The threat intelligence process involves, gathering indicators of compromise of previously observed threats, and compiling these IOCs into a list that will be used as a reference in our scans to detect any similar artifact on the systems under investigation.
Threat intelligence efforts can be automated using a myriad of tools that will handle everything from gathering intelligence, to integration into SIEM, SOAR, IDS, IPS and Incident Response appliances.
In this article, the focus will be on the manual side of the threat intelligence process, where a hunt for a specific malware on a system will lead into a targeted threat intelligence effort yielding various IOCs that will aid in the detection of a similar artifacts. These IOCs range from simple file hashes and IP addresses, to strings and memory values of an injected process.
The Threat Hunting Essentials
A threat hunter must have knowledge of the arsenal that will help them succeed in their mission. Fortunately, the tools required to conduct a thorough threat hunt are simple and effective.
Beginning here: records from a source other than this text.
PR #1623, opened 2015-11-10
Fix1615 2

### LINKED ISSUE #1615: empty but existing scopes do not show in the serve view
When a system is inspected and a scope that is not excluded has no results in it, this scope is not shown in the web view at all.
E.g. if you have no changed managed files but did run the inspection with -x, you will have an enabled icon called 'UMF' in the webpage header - but licking it will not do anything as the corresponding section below is missing completely. In contrast - on the commandline output that section is listed, it is empty beside the information "Files extracted: yes".
I think also in the web view there should be an empty section listed - or the icon on top be greyed out.

mauromorales:
fixes #1615 supersedes #1619


aduffeck:
LGTM and works.

But what about the other scopes, should we handle it for all of them? Or at least all where it could happen that the list is empty?

mauromorales:
@aduffeck good point ... I also realized we have to add it to the compare view as well ... I'll merge this when master isn't frozen any more in order to close the issue and start on a new PR to cover the rest

PR #1634, opened 2015-11-10
Fix remote dir line break

thardeck:
This fixes the remote_dir line break issue which looked like this:
```
  * /mnt/unmanaged/ (dir)
    User/Group: root:root
    Mode: 755
    Size: 0 B
    Files: 1

  * /mnt/unmanaged/remote-dir/ (remote_dir)
  * /remote-dir/ (remote_dir)
  * /root/.bash_history (file)
    User/Group: root:root
    Mode: 600
    Size: 0 B
```

```
  * /mnt/unmanaged/ (dir)
    User/Group: root:root
    Mode: 755
    Size: 0 B
    Files: 1

  * /mnt/unmanaged/remote-dir/ (remote_dir)

  * /remote-dir/ (remote_dir)

  * /root/.bash_history (file)
    User/Group: root:root
    Mode: 600
    Size: 0 B
```

I have changed the unmanaged-files renderer to relate to the extracted status so single lines don't get a break like it used to be before.
```
  * /etc/.pwd.lock (file)
  * /etc/ImageVersion (file)
  * /etc/YaST2/licenses/ (dir)
  * /etc/alternatives/openSUSE-default.xml (link)
  * /etc/auto.remote_dir (file)
```


plugins/unmanaged_files/unmanaged_files_renderer.rb
```diff
@@ -35,7 +35,7 @@ def content(description)
               puts "Files: #{p.files}" if p.files
             end
           else
-            item "#{p.name} (#{p.type})"
+            item "#{p.name} (#{p.type})\n"
```
aduffeck: That doesn't look correct. The `item` call should take care of adding the newline (or not) consistently across all scopes, that's the whole point of having the rendering framework around.

PR #1637, opened 2015-11-11
Handle empty scopes

mauromorales:


plugins/changed_managed_files/changed_managed_files_renderer.rb
```diff
@@ -28,11 +28,11 @@ def content(description)
     list do
       file_status = description["changed_managed_files"].extracted
       if !file_status.nil?
-        puts "Files extracted: #{file_status ? "yes" : "no"}"
-      end
-
-      if files && files.empty?
-        puts "There are no changed managed files."
+        if files.empty?
```
aduffeck: I think we should also show that message when the `file_status` is nil. It's probably a theoretical case but still... ;)

plugins/config_files/config_files_renderer.rb
```diff
@@ -31,10 +31,16 @@ def content(description)
 
     list do
       file_status = description["config_files"].extracted
+      files = description["config_files"].files
+
       if !file_status.nil?
-        puts "Files extracted: #{file_status ? "yes" : "no"}"
+        if files && files.empty?
```
aduffeck: Same here.

plugins/repositories/repositories_renderer.rb
```diff
@@ -20,7 +20,7 @@ def content(description)
     return unless description.repositories
 
     if description.repositories.empty?
-      puts "System has no repositories"
+      puts "System has no repositories."
```
aduffeck: I think this could be made consistent with the other messages (`There are no repositories`).

html/partials/config_files.html.haml
```diff
@@ -8,50 +8,56 @@
...
-                %th.medium Package Version
-                %th.medium Changes
-                %th.small Mode
-                %th.small User
-                %th.small Group
-            %tbody
-              - config_files.files.each do |file|
+        .col-xs-1
+        .col-xs-11
+        - if count == 0
```
aduffeck: This needs to be indented I think:

image

aduffeck:
I suppose you omitted the `users` and `groups` scopes on purpose?

mauromorales:
@aduffeck yup I thought it would be hard to have system without them @tgoettlicher even said he would invite to lunch if I found one ^__^

aduffeck:
@mauromorales ok, if he invites me as well that's fine with me ;)

PR #1642, opened 2015-11-12
Fix remote dir line break2

thardeck:
Squashed #1634

This fixes the remote_dir line break issue which looked like this:
```
  * /mnt/unmanaged/ (dir)
    User/Group: root:root
    Mode: 755
    Size: 0 B
    Files: 1

  * /mnt/unmanaged/remote-dir/ (remote_dir)
  * /remote-dir/ (remote_dir)
  * /root/.bash_history (file)
    User/Group: root:root
    Mode: 600
    Size: 0 B
```

```
  * /mnt/unmanaged/ (dir)
    User/Group: root:root
    Mode: 755
    Size: 0 B
    Files: 1

  * /mnt/unmanaged/remote-dir/ (remote_dir)

  * /remote-dir/ (remote_dir)

  * /root/.bash_history (file)
    User/Group: root:root
    Mode: 600
    Size: 0 B
```

I have changed the unmanaged-files renderer to relate to the extracted status so single lines don't get a break like it used to be before.
```
  * /etc/.pwd.lock (file)
  * /etc/ImageVersion (file)
  * /etc/YaST2/licenses/ (dir)
  * /etc/alternatives/openSUSE-default.xml (link)
  * /etc/auto.remote_dir (file)
```

### DIFF
--- a/spec/unit/unmanaged_files_renderer_spec.rb
+++ b/spec/unit/unmanaged_files_renderer_spec.rb
@@ -97,6 +97,28 @@ describe UnmanagedFilesRenderer do
     EOF
   }
 
+  let(:description_remote_dir) {
+    create_test_description(json: <<-EOF)
+    {
+      "unmanaged_files": {
+        "extracted": true,
+        "files": [
+          {
+            "name": "/mnt/unmanaged/remote-dir/",
+            "type": "remote_dir"
+          },
+          {
+            "name": "/etc/alternatives/awk",
+            "type": "link",
+            "user": "root",
+            "group": "root"
+          }
+        ]
+      }
+    }
+    EOF
+  }
+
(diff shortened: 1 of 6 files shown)


spec/unit/unmanaged_files_renderer_spec.rb
```diff
@@ -97,6 +97,28 @@
     EOF
   }
 
+  let(:description_remote_dir) {
```
mauromorales: Could this be created in the system description factory instead of having the json and then just call the scope?

thardeck: It could but I think it is better to refactor that for all.

mauromorales:
lgtm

The following mentioned tools are an example of the many other variants that you can freely find online.
To better explain their features, the description provided for each tool is quoted from their respective websites.
This tool is your main companion in your investigative missions.
Redline provides host investigative capabilities to users to find signs of malicious activity through memory and file analysis and the development of a threat assessment profile.
With Redline, you can:
- Thoroughly audit and collect all running processes and drivers from memory, file-system metadata, registry data, event logs, network information, services, tasks and web history.
- Analyze and view imported audit data, including the ability to filter results around a given time frame using Redline’s Timeline functionality.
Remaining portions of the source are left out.